Quando pensamos em transformação digital, normalmente pensamos em setores de ponta e no impacto revolucionário da alta tecnologia nesses setores. Nos vem à cabeça as fintechs que estão revolucionando o mercado financeiro, digitalizando e automatizando as interações com os clientes; ou novas indústrias, munidas de tecnologias inovadoras, alterando de maneira definitiva as cadeias de produção. O varejo, no entanto, geralmente acaba esquecido nessa conversa, em grande parte porque o movimento de transformação digital desse segmento – a digitalização do varejo, ou seja, o comércio eletrônico – não é mais uma novidade. Mas é exatamente por não ser uma novidade, por já ter passado por um período intenso de transformação que o varejo, e as tendências do e-commerce, podem ensinar muito para outros setores da economia.

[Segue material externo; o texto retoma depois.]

Issue #1239, opened 2021-06-03
[Feature Request] Add support for CancellationToken


jmprieur:
**Is your feature request related to a problem? Please describe.**
MSAL.NET 4.32.0 brings support for: `CancellationToken` on `GetAccountAsync`, `RemoveAsync` and `TokenCacheNotificationArgs`.

```CSharp
 public abstract class ClientApplicationBase : IClientApplicationBase 
{
  public Task<IAccount> GetAccountAsync(string accountId, CancellationToken cancellationToken=default(CancellationToken));
  public Task RemoveAsync(IAccount account, CancellationToken cancellationToken=default(CancellationToken));
 }
```

```CSharp
    public sealed class TokenCacheNotificationArgs {
        public CancellationToken CancellationToken { get; }
    }
```

**Describe the solution you'd like**
- Have new overrides in MsalAbstractTokenCacheProvider to support the cancellation tokens, implemented in MsalDistributedCacheAdapter. (trying avoiding a breaking change)
- Add a CancellationToken property in [TokenAcquisitionOptions](https://github.com/AzureAD/microsoft-identity-web/blob/master/src/Microsoft.Identity.Web/TokenAcquisitionOptions.cs) and, if available use it in TokenAcquisition in calls to:
  - AcquireTokenXXX methods
  - GetAccountAsync()
  - RemoveAsync

**Additional context**
MSAL.NET 4.32.0 also supports:
- `.WithTenant()` in all flows (which could be used instead of `.WithAuthority`). This would be to remove technical debt
- `WithExtraHttpHeaders` on AcquireTokenXXX

jennyf19:
Fixed in [1.13 release](https://github.com/AzureAD/microsoft-identity-web/releases/tag/1.13.0).

PR #1242, opened 2021-06-05
[wip] add cancellation token support

jennyf19:
#1239

### DIFF
--- a/src/Microsoft.Identity.Web/TokenAcquisition.cs
+++ b/src/Microsoft.Identity.Web/TokenAcquisition.cs
@@ -10,6 +10,7 @@ using System.Net;
 using System.Net.Http;
 using System.Security.Claims;
 using System.Security.Cryptography.X509Certificates;
+using System.Threading;
 using System.Threading.Tasks;
 using Microsoft.AspNetCore.Authentication.JwtBearer;
 using Microsoft.AspNetCore.Authentication.OAuth;
@@ -362,7 +363,7 @@ namespace Microsoft.Identity.Web
 
             try
             {
-                return builder.ExecuteAsync();
+                return builder.ExecuteAsync(tokenAcquisitionOptions != null ? tokenAcquisitionOptions.CancellationToken : CancellationToken.None);
             }
             catch (MsalServiceException exMsal) when (IsInvalidClientCertificateError(exMsal))
             {
@@ -744,7 +745,7 @@ namespace Microsoft.Identity.Web
                         }
                     }
 
-                    return await builder.ExecuteAsync()
+                    return await builder.ExecuteAsync(tokenAcquisitionOptions != null ? tokenAcquisitionOptions.CancellationToken : CancellationToken.None)
                                         .ConfigureAwait(false);
                 }
 
@@ -865,7 +866,7 @@ namespace Microsoft.Identity.Web
                 builder.WithAuthority(authority);
             }
 
-            return builder.ExecuteAsync();
+            return builder.ExecuteAsync(tokenAcquisitionOptions != null ? tokenAcquisitionOptions.CancellationToken : CancellationToken.None);
         }
 
         private static bool AcceptedTokenVersionMismatch(MsalUiRequiredException msalServiceException)
--- a/src/Microsoft.Identity.Web/TokenAcquisitionOptions.cs
+++ b/src/Microsoft.Identity.Web/TokenAcquisitionOptions.cs
@@ -48,7 +48,7 @@ namespace Microsoft.Identity.Web
         public PoPAuthenticationConfiguration? PoPConfiguration { get; set; }
 
         /// <summary>
-        /// todo.
+        /// Cancellation token to be used when calling the token acquisition methods.
         /// </summary>
         public CancellationToken CancellationToken { get; set; } = CancellationToken.None;
 
--- a/src/Microsoft.Identity.Web/TokenAcquisitionOptions.cs
+++ b/src/Microsoft.Identity.Web/TokenAcquisitionOptions.cs
@@ -3,6 +3,7 @@
 
 using System;
 using System.Collections.Generic;
+using System.Threading;
 using Microsoft.Identity.Client.AppConfig;
 
 namespace Microsoft.Identity.Web
@@ -47,6 +48,11 @@ namespace Microsoft.Identity.Web
         public PoPAuthenticationConfiguration? PoPConfiguration { get; set; }
 
         /// <summary>
+        /// todo.
+        /// </summary>
+        public CancellationToken CancellationToken { get; set; } = CancellationToken.None;
+
+        /// <summary>
         /// Clone the options (to be able to override them).
         /// </summary>
         /// <returns>A clone of the options.</returns>
@@ -58,6 +64,8 @@ namespace Microsoft.Identity.Web
                 ExtraQueryParameters = ExtraQueryParameters,
                 ForceRefresh = ForceRefresh,
                 Claims = Claims,
+                PoPConfiguration = PoPConfiguration,
+                CancellationToken = CancellationToken,
             };
         }
     }
--- a/src/Microsoft.Identity.Web/TokenCacheProviders/CacheSerializerHints.cs
+++ b/src/Microsoft.Identity.Web/TokenCacheProviders/CacheSerializerHints.cs
@@ -1,0 +1,18 @@
+﻿// Copyright (c) Microsoft Corporation. All rights reserved.
+// Licensed under the MIT License.
+
+using System.Threading;
+
+namespace Microsoft.Identity.Web.TokenCacheProviders
+{
+    /// <summary>
+    /// todo.
+    /// </summary>
+    public class CacheSerializerHints
+    {
+        /// <summary>
+        /// Todo.
+        /// </summary>
+        public CancellationToken CancellationToken { get; set; }
+    }
+}
--- a/src/Microsoft.Identity.Web/TokenCacheProviders/CacheSerializerHints.cs
+++ b/src/Microsoft.Identity.Web/TokenCacheProviders/CacheSerializerHints.cs
@@ -6,12 +6,12 @@ using System.Threading;
 namespace Microsoft.Identity.Web.TokenCacheProviders
 {
     /// <summary>
-    /// todo.
+    /// Set of properties that the token cache serialization implementations might use to optimize the cache.
     /// </summary>
     public class CacheSerializerHints
     {
         /// <summary>
-        /// Todo.
+        /// CancellationToken enabling cooperative cancellation between threads, thread pool, or Task objects.
         /// </summary>
         public CancellationToken CancellationToken { get; set; }
     }
--- a/src/Microsoft.Identity.Web/TokenCacheProviders/Distributed/MsalDistributedTokenCacheAdapter.cs
+++ b/src/Microsoft.Identity.Web/TokenCacheProviders/Distributed/MsalDistributedTokenCacheAdapter.cs
@@ -81,7 +81,7 @@ namespace Microsoft.Identity.Web.TokenCacheProviders.Distributed
         /// from the distributed cache.
         /// </summary>
         /// <param name="cacheKey">Key of the cache to remove.</param>
-        /// <param name="cacheSerializerHints">cacheSerializerHints.</param>
+        /// <param name="cacheSerializerHints">Hints for the cache serialization implementation optimization.</param>
         /// <returns>A <see cref="Task"/> that completes when key removal has completed.</returns>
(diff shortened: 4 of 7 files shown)


src/Microsoft.Identity.Web/TokenAcquisitionOptions.cs
```diff
@@ -46,6 +47,11 @@ public class TokenAcquisitionOptions
         /// </summary>
         public PoPAuthenticationConfiguration? PoPConfiguration { get; set; }
 
+        /// <summary>
+        /// todo.
```
jmprieur, line 51:
```suggestion
        /// Cancellation token to be used when calling the token acquisition methods. 
```

src/Microsoft.Identity.Web/TokenAcquisitionOptions.cs
```diff
@@ -46,6 +47,11 @@ public class TokenAcquisitionOptions
...
+        /// </summary>
+        public CancellationToken CancellationToken { get; set; } = CancellationToken.None;
```
jmprieur, line 53: For a few minutes, I was wondering if we would want to use `CacheSerializerHints` instead of `CancellationToken`
but thinking twice it would not make sense as the properties of the Hint will come from MSAL.NET Token serialization args, not necessarily the developers.

So nothing to change here, but I thought I would explain my thoughts.

src/Microsoft.Identity.Web/TokenCacheProviders/CacheSerializerHints.cs
```diff
@@ -0,0 +1,18 @@
+﻿// Copyright (c) Microsoft Corporation. All rights reserved.
+// Licensed under the MIT License.
+
+using System.Threading;
+
+namespace Microsoft.Identity.Web.TokenCacheProviders
+{
+    /// <summary>
+    /// todo.
```
jmprieur, line 9:
```suggestion
    /// Set of properties that the token cache serialization implementations might use to optimize the cache
    /// when they are capable of it. There is no guaranty that these properties are used (for instance MemoryCache
    /// doesn't support the cancellation token).
```

src/Microsoft.Identity.Web/TokenCacheProviders/CacheSerializerHints.cs
```diff
@@ -0,0 +1,18 @@
...
+    /// </summary>
+    public class CacheSerializerHints
+    {
+        /// <summary>
+        /// Todo.
```
jmprieur, line 14: CancellationToken enabling cooperative cancellation between threads, thread pool, or Task objects. This is used
when calling the token acquisition methods, which then pass-them in to the token cache serializers.

src/Microsoft.Identity.Web/TokenCacheProviders/Distributed/MsalDistributedTokenCacheAdapter.cs
```diff
@@ -71,6 +72,18 @@ public partial class MsalDistributedTokenCacheAdapter : MsalAbstractTokenCachePr
...
+        {
+            await RemoveKeyAsync(cacheKey, new CacheSerializerHints()).ConfigureAwait(false);
+        }
+
+        /// <summary>
+        /// Removes a specific token cache, described by its cache key
+        /// from the distributed cache.
+        /// </summary>
+        /// <param name="cacheKey">Key of the cache to remove.</param>
+        /// <param name="cacheSerializerHints">cacheSerializerHints.</param>
```
jmprieur, line 84:
```suggestion
        /// <param name="cacheSerializerHints">Hints for the cache serialization implementation optimization.</param>
```

src/Microsoft.Identity.Web/TokenCacheProviders/Distributed/MsalDistributedTokenCacheAdapter.cs
```diff
@@ -91,6 +104,19 @@ protected override async Task RemoveKeyAsync(string cacheKey)
...
+        {
+            return await ReadCacheBytesAsync(cacheKey, new CacheSerializerHints()).ConfigureAwait(false);
+        }
+
+        /// <summary>
+        /// Read a specific token cache, described by its cache key, from the
+        /// distributed cache.
+        /// </summary>
+        /// <param name="cacheKey">Key of the cache item to retrieve.</param>
+        /// <param name="cacheSerializerHints">cacheSerializerHints.</param>
```
jmprieur, line 116:
```suggestion
        /// <param name="cacheSerializerHints">Hints for the cache serialization implementation optimization.</param>
```

src/Microsoft.Identity.Web/TokenCacheProviders/Distributed/MsalDistributedTokenCacheAdapter.cs
```diff
@@ -145,6 +174,21 @@ protected override async Task<byte[]> ReadCacheBytesAsync(string cacheKey)
...
+        {
+            await WriteCacheBytesAsync(cacheKey, bytes, new CacheSerializerHints()).ConfigureAwait(false);
+        }
+
+        /// <summary>
+        /// Writes a token cache blob to the serialization cache (by key).
+        /// </summary>
+        /// <param name="cacheKey">Cache key.</param>
+        /// <param name="bytes">blob to write.</param>
+        /// <param name="cacheSerializerHints">cacheSerializerHints.</param>
```
jmprieur, line 186:
```suggestion
        /// <param name="cacheSerializerHints">Hints for the cache serialization implementation optimization.</param>
```

src/Microsoft.Identity.Web/TokenCacheProviders/MsalAbstractTokenCacheProvider.cs
```diff
@@ -105,18 +112,52 @@ public async Task ClearAsync(string homeAccountId)
         /// <returns>A <see cref="Task"/> that represents a completed write operation.</returns>
         protected abstract Task WriteCacheBytesAsync(string cacheKey, byte[] bytes);
 
+        /// <summary>
+        /// Method to be implemented by concrete cache serializers to write the cache bytes.
+        /// </summary>
+        /// <param name="cacheKey">Cache key.</param>
+        /// <param name="bytes">Bytes to write.</param>
+        /// <param name="cacheSerializerHints">cacheSerializerHints.</param>
```
jmprieur, line 120:
```suggestion
        /// <param name="cacheSerializerHints">Hints for the cache serialization implementation optimization.</param>
```

src/Microsoft.Identity.Web/TokenCacheProviders/MsalAbstractTokenCacheProvider.cs
```diff
@@ -105,18 +112,52 @@ public async Task ClearAsync(string homeAccountId)
...
         /// </summary>
         /// <param name="cacheKey">Cache key.</param>
         /// <returns>Read bytes.</returns>
         protected abstract Task<byte[]> ReadCacheBytesAsync(string cacheKey);
 
+        /// <summary>
+        /// Method to be implemented by concrete cache serializers to Read the cache bytes.
+        /// </summary>
+        /// <param name="cacheKey">Cache key.</param>
+        /// <param name="cacheSerializerHints">cacheSerializerHints.</param>
```
jmprieur, line 138:
```suggestion
        /// <param name="cacheSerializerHints">Hints for the cache serialization implementation optimization.</param>
```

src/Microsoft.Identity.Web/TokenCacheProviders/MsalAbstractTokenCacheProvider.cs
```diff
@@ -105,18 +112,52 @@ public async Task ClearAsync(string homeAccountId)
...
         /// </summary>
         /// <param name="cacheKey">Cache key.</param>
         /// <returns>A <see cref="Task"/> that represents a completed remove key operation.</returns>
         protected abstract Task RemoveKeyAsync(string cacheKey);
+
+        /// <summary>
+        /// Method to be implemented by concrete cache serializers to remove an entry from the cache.
+        /// </summary>
+        /// <param name="cacheKey">Cache key.</param>
+        /// <param name="cacheSerializerHints">cacheSerializerHints.</param>
```
jmprieur, line 156:
```suggestion
        /// <param name="cacheSerializerHints">Hints for the cache serialization implementation optimization.</param>
```

src/Microsoft.Identity.Web/TokenCacheProviders/Session/MsalSessionTokenCacheProvider.cs
```diff
@@ -55,7 +55,21 @@ public partial class MsalSessionTokenCacheProvider : MsalAbstractTokenCacheProvi
...
-            await _session.LoadAsync().ConfigureAwait(false);
+            return await ReadCacheBytesAsync(cacheKey, new CacheSerializerHints()).ConfigureAwait(false);
+        }
+
+        /// <summary>
+        /// Read a blob representing the token cache from its key.
+        /// </summary>
+        /// <param name="cacheKey">Key representing the token cache
+        /// (account or app).</param>
+        /// <param name="cacheSerializerHints">cacheSerializerHints.</param>
```
jmprieur, line 66:
```suggestion
        /// <param name="cacheSerializerHints">Hints for the cache serialization implementation optimization.</param>
```

jmprieur (approved):
LGTM. Thanks @jennyf19 
It turns out that the solution of using a `CacheSerializerHints` class looks pretty elegant (I wasn't too sure how nice the programing model would be for the user developer and extended developer, when we discussed it). It's extensible, and the semantics is clear: those are hints that the cache serializers might not honor.

Even if I know this is a draft PR, I've proposed a few suggestions for the XML comments.

src/Microsoft.Identity.Web/TokenAcquisition.cs
```diff
@@ -362,7 +363,7 @@ internal MergedOptions GetOptions(string authenticationScheme)
 
             try
             {
-                return builder.ExecuteAsync();
+                return builder.ExecuteAsync(tokenAcquisitionOptions != null ? tokenAcquisitionOptions.CancellationToken : CancellationToken.None);
```
bgavrilMS, line 366: The standard pattern for cancellation is that every async method ends with the CancellationToken parameter which defaults to None. It's not expected to be in an options object.

I think this would not be a breaking change to this class?

src/Microsoft.Identity.Web/TokenAcquisitionOptions.cs
bgavrilMS, line 53: As stated above, this is a non-standard way of exposing cancellation token. Best to put it as the last param in every async method on the public API (and internal too, for propagation)

src/Microsoft.Identity.Web/TokenCacheProviders/CacheSerializerHints.cs
```diff
@@ -0,0 +1,18 @@
...
+// Licensed under the MIT License.
+
+using System.Threading;
+
+namespace Microsoft.Identity.Web.TokenCacheProviders
+{
+    /// <summary>
+    /// todo.
+    /// </summary>
+    public class CacheSerializerHints
```
bgavrilMS, line 11: +1 to exposing an object that makes sense for M.I.W., not the lower level object that MSAL exposes (CacheNotificationArgs)

src/Microsoft.Identity.Web/TokenAcquisition.cs
jmprieur: This would be a change in the public interface (ITokenAcquisition) ... hence a breaking change.

src/Microsoft.Identity.Web/TokenCacheProviders/MsalAbstractTokenCacheProvider.cs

Na semana passada, lançamos na BigDataCorp, em parceria com o PayPal, a 7a Edição do Perfil do E-Commerce Brasileiro (https://bigdatacorp.com.br/estudo-perfil-do-e-commerce-brasileiro-7a-edicao/). Ao longo dos últimos oito anos temos acompanhado esse mercado e observado a evolução de diversas tendências sociais e tecnológicas. E temos visto que o e-commerce tem sido, de muitas formas, o "beta tester" de muitas das ferramentas que depois são aplicadas amplamente em outros mercados. Isso vai desde técnicas de marketing e vendas – como o uso de newsletters e técnicas de construção de interfaces visuais – até tecnologias de prevenção a fraudes em transações, como a identificação de pessoas através do seu comportamento de navegação nos sites e aplicativos.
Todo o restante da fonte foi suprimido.